(Stored items)
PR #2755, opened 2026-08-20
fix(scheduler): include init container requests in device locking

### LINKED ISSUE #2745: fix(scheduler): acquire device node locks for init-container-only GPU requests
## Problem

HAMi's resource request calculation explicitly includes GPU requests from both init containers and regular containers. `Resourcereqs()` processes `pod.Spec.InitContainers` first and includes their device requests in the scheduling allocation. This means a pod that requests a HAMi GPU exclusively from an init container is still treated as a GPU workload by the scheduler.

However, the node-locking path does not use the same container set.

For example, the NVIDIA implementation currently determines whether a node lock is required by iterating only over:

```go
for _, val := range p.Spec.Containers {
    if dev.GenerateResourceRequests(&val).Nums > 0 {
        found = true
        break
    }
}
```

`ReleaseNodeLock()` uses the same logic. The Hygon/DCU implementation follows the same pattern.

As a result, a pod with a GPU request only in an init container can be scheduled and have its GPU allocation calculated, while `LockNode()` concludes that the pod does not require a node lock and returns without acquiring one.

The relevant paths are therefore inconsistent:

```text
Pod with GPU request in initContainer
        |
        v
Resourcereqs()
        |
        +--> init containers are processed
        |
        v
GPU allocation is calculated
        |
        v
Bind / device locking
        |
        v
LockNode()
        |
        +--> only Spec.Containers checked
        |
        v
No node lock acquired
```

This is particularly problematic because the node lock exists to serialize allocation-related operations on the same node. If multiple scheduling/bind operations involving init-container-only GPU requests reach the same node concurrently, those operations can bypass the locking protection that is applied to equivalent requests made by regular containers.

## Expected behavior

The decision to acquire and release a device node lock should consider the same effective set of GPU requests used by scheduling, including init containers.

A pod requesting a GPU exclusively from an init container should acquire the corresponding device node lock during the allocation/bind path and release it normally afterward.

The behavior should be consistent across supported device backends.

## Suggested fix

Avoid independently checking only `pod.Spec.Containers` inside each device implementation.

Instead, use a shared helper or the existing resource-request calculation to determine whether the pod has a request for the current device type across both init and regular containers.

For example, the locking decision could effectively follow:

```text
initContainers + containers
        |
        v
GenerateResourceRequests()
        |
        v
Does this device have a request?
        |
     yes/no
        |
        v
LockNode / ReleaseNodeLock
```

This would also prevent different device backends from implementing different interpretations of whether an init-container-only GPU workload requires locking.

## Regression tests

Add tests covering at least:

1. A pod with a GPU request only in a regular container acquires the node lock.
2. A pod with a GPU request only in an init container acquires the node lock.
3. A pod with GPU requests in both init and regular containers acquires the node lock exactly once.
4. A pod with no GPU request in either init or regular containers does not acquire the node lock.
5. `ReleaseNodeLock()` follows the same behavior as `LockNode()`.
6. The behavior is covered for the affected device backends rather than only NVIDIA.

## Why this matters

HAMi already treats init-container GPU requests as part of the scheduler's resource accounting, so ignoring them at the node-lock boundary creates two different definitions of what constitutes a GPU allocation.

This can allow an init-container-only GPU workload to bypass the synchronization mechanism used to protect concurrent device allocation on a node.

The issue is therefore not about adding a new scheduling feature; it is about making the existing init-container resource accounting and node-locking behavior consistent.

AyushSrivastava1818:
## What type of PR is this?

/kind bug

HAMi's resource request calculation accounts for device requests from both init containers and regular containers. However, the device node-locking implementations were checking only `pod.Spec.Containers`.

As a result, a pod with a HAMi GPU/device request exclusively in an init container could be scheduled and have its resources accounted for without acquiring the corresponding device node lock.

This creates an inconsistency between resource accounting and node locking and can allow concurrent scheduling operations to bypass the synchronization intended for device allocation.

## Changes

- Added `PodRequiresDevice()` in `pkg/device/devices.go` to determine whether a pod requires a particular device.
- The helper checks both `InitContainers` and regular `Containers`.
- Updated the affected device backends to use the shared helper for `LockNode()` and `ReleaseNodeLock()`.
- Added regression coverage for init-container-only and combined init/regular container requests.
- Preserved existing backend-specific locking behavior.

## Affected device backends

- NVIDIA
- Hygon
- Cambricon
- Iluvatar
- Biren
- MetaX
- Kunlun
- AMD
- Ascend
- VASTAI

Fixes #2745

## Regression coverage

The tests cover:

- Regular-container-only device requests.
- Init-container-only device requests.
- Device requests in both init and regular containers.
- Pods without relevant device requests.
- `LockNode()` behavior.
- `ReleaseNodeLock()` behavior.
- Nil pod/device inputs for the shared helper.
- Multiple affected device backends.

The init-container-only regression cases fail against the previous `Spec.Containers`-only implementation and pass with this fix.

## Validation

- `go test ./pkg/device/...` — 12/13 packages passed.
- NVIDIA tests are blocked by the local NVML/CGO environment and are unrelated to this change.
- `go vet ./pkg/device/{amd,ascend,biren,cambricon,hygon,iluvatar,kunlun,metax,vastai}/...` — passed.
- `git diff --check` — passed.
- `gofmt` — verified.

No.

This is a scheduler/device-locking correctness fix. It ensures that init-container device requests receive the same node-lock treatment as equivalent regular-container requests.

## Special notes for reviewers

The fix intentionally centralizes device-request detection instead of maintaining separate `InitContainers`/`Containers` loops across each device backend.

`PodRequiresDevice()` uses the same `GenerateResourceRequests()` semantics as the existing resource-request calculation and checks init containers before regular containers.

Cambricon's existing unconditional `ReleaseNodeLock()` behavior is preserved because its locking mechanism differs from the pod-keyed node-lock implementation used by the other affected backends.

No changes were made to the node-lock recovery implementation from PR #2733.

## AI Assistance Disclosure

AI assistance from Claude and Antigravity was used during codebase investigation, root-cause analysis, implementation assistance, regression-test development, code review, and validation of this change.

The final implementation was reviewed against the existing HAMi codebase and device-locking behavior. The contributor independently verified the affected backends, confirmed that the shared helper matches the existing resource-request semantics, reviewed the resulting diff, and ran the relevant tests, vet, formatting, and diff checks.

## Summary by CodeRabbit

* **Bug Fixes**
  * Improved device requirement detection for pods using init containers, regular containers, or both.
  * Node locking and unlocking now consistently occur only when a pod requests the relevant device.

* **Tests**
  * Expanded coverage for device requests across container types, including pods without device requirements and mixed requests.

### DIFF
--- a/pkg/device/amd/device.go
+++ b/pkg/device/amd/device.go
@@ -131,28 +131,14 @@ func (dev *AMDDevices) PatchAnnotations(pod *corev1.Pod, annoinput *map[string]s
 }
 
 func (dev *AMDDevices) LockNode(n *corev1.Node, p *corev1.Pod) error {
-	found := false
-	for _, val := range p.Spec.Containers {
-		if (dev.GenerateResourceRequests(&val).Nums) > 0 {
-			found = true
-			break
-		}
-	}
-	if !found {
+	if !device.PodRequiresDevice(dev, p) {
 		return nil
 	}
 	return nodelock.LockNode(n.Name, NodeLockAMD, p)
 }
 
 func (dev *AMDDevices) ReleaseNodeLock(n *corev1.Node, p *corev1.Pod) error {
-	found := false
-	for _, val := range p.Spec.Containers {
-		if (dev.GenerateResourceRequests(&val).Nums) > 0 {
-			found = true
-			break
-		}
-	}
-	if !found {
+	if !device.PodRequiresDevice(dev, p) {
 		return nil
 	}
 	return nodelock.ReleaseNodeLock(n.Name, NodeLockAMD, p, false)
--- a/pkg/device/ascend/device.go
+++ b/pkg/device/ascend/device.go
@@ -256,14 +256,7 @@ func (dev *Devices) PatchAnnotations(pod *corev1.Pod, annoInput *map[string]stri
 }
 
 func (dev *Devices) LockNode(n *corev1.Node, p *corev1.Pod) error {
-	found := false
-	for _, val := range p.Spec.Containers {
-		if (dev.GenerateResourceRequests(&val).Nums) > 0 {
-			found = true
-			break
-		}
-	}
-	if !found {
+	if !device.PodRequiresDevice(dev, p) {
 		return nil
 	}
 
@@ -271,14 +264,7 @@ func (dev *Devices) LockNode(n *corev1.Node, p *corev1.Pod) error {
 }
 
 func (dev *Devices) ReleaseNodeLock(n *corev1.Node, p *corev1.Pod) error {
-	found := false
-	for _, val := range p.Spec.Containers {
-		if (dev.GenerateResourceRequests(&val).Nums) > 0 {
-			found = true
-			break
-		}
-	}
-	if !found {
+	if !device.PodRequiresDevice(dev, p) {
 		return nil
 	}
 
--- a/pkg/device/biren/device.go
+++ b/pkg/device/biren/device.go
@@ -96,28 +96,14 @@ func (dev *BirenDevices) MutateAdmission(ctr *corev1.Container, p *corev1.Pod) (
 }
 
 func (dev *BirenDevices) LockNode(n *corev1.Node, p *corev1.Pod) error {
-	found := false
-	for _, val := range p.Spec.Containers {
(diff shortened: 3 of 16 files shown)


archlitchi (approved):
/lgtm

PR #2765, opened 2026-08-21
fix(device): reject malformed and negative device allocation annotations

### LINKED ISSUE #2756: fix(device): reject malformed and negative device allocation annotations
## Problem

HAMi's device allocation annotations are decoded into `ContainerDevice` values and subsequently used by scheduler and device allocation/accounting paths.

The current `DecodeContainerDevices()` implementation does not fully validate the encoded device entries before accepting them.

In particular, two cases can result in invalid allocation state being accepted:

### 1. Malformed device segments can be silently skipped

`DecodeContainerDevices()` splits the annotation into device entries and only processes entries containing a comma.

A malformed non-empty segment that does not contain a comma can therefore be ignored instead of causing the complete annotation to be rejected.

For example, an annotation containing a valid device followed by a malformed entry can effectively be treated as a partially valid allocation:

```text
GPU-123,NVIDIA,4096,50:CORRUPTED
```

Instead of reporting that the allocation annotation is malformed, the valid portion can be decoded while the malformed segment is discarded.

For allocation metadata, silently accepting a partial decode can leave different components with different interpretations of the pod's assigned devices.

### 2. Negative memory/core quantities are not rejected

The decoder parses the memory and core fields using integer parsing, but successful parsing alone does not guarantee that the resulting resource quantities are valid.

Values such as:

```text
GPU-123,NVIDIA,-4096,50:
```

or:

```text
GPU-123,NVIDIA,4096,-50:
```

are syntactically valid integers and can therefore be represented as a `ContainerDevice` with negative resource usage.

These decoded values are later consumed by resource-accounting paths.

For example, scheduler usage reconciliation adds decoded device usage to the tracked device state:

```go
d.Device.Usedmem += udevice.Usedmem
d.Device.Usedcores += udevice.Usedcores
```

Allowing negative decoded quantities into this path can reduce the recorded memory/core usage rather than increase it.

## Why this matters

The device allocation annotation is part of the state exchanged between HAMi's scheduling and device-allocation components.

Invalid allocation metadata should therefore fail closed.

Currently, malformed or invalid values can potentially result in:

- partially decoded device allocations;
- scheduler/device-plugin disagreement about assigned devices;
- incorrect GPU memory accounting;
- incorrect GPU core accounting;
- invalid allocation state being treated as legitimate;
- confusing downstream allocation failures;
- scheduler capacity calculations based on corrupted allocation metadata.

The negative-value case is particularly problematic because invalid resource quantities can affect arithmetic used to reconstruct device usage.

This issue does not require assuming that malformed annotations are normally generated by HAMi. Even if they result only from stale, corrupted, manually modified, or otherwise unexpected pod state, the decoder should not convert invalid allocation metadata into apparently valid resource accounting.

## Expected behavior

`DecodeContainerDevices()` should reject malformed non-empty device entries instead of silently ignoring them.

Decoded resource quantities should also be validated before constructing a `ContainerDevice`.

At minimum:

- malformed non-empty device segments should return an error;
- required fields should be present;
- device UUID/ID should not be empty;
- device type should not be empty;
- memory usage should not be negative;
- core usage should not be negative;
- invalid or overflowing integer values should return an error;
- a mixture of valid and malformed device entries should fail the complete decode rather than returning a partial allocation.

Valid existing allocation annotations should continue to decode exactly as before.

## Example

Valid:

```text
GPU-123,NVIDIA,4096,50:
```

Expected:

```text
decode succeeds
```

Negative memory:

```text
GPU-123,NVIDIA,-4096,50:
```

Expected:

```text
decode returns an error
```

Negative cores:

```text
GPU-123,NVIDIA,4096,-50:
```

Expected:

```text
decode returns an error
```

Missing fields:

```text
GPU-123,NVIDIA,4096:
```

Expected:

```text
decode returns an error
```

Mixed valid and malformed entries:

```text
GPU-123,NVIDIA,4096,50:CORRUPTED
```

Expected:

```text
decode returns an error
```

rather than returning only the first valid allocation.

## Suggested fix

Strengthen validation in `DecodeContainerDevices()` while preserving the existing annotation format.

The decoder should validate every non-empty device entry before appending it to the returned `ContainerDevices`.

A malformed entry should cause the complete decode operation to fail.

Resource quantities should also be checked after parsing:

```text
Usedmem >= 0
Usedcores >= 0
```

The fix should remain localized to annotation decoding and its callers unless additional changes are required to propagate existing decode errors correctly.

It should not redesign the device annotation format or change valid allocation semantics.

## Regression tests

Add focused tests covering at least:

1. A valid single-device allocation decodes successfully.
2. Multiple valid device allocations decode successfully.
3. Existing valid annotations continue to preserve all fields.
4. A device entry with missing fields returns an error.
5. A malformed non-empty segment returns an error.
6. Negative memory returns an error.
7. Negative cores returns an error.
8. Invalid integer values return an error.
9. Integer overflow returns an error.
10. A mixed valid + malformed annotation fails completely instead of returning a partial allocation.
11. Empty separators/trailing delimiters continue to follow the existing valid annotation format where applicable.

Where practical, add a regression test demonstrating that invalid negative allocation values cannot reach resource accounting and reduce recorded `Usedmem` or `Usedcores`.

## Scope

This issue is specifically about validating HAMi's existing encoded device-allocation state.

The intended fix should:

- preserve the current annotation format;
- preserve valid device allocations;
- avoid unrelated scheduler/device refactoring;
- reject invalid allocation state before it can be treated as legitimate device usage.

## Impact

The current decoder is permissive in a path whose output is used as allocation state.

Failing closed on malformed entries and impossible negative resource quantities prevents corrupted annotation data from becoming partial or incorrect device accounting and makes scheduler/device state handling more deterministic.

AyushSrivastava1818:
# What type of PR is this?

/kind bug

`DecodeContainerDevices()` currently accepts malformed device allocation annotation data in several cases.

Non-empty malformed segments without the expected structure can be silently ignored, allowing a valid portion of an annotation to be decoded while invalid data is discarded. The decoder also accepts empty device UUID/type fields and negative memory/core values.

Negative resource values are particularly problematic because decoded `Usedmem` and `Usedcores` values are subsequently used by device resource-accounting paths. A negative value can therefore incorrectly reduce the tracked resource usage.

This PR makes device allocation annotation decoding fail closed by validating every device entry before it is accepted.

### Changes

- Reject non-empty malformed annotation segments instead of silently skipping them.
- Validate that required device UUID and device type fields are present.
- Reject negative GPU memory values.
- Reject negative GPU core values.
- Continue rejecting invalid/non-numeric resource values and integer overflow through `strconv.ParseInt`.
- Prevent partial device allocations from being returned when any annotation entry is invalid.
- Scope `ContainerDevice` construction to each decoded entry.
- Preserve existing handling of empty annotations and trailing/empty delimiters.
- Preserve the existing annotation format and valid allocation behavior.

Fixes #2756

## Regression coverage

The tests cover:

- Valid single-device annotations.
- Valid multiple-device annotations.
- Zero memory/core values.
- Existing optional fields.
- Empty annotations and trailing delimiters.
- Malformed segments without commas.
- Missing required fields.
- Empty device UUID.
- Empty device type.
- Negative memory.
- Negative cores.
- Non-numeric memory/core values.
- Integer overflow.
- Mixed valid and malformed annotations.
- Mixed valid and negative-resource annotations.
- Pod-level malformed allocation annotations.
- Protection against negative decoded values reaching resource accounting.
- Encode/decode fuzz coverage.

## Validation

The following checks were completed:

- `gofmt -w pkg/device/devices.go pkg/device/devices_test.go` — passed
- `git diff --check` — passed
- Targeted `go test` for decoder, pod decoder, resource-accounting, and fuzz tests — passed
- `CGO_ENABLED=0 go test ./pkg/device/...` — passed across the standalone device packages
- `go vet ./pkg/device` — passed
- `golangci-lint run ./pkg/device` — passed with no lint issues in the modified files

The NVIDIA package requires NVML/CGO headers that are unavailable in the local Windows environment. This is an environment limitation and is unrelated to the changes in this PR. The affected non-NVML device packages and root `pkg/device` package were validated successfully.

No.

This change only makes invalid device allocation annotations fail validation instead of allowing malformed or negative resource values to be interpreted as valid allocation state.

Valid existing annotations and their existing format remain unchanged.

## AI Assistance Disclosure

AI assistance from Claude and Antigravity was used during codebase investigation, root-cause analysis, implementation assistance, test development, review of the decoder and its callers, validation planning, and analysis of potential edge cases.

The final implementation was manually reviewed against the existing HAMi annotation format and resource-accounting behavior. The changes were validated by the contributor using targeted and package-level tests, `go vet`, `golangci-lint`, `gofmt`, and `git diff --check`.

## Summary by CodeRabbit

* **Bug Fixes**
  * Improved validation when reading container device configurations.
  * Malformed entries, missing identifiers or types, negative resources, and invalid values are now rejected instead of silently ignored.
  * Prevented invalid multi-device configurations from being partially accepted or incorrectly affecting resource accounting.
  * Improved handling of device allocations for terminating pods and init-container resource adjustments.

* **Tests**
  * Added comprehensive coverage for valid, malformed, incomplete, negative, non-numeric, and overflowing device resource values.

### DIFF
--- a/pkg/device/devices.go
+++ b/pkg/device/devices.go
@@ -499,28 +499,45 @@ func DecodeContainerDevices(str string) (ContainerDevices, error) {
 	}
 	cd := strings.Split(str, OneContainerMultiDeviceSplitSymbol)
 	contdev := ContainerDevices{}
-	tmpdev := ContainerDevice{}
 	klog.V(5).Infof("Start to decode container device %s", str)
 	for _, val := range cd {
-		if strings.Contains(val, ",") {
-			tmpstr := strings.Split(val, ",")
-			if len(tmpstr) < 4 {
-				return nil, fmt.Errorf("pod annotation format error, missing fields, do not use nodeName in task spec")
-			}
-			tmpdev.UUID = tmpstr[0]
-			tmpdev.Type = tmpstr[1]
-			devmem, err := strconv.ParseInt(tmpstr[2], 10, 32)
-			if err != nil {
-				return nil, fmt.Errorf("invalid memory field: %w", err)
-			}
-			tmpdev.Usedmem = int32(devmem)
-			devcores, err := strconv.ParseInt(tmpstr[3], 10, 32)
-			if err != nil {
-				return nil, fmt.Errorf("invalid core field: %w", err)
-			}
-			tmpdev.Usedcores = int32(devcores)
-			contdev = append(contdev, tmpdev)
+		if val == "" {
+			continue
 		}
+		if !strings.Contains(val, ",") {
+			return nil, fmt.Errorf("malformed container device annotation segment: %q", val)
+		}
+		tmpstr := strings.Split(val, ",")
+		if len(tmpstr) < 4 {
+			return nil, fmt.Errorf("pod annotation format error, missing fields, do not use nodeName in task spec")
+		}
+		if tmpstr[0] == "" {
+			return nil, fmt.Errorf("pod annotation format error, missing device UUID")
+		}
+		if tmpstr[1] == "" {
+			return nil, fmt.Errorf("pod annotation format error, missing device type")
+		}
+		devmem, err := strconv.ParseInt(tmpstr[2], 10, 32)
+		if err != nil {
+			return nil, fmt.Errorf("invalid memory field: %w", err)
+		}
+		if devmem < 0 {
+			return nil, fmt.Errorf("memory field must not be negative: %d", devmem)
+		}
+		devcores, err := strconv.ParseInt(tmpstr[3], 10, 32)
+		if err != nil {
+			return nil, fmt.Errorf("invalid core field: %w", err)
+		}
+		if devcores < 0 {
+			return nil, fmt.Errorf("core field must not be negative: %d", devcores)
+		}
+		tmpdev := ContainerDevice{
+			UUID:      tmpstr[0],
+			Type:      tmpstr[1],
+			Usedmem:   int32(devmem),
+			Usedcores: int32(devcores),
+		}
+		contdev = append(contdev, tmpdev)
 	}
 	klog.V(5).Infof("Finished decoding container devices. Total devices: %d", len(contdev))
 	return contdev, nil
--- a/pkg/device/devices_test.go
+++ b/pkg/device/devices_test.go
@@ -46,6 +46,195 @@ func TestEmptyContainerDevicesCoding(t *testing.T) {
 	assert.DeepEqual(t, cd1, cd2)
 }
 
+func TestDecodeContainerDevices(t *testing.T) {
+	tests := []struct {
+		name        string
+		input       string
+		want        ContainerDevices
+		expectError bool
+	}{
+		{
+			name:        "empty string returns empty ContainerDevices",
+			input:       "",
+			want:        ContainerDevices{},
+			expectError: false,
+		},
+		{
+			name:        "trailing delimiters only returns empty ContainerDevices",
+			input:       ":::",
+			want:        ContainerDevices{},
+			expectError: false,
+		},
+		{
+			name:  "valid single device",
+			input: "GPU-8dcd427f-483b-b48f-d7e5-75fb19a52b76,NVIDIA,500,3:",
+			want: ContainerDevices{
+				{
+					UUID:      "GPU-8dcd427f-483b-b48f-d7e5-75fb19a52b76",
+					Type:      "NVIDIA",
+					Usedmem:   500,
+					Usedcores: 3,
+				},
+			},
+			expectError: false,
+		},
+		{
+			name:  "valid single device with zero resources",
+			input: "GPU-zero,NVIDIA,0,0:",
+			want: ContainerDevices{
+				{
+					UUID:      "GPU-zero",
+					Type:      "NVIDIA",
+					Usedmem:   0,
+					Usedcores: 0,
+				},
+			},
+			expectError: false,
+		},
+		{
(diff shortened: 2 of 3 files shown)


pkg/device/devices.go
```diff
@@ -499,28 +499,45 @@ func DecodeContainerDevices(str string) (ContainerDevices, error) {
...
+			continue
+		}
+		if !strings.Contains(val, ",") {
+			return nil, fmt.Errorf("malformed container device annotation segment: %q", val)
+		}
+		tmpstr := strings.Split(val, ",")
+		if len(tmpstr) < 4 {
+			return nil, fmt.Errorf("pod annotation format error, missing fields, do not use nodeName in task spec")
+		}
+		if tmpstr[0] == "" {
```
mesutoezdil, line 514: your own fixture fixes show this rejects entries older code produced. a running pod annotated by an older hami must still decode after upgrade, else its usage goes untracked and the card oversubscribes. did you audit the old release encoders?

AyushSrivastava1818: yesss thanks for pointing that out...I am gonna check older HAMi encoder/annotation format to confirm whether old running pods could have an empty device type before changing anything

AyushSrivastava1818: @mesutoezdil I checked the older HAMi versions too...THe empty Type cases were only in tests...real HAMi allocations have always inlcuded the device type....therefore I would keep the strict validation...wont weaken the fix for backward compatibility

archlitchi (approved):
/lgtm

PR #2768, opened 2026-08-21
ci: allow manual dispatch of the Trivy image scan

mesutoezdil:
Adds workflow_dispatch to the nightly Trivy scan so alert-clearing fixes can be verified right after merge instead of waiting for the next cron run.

__WORK INSTRUCTIONS__: Some lines above hold the word "decision". Copy all of them.

__ANSWER BOX__:
The decision to acquire and release a device node lock should consider the same effective set of GPU requests used by scheduling, including init containers.
For example, the locking decision could effectively follow:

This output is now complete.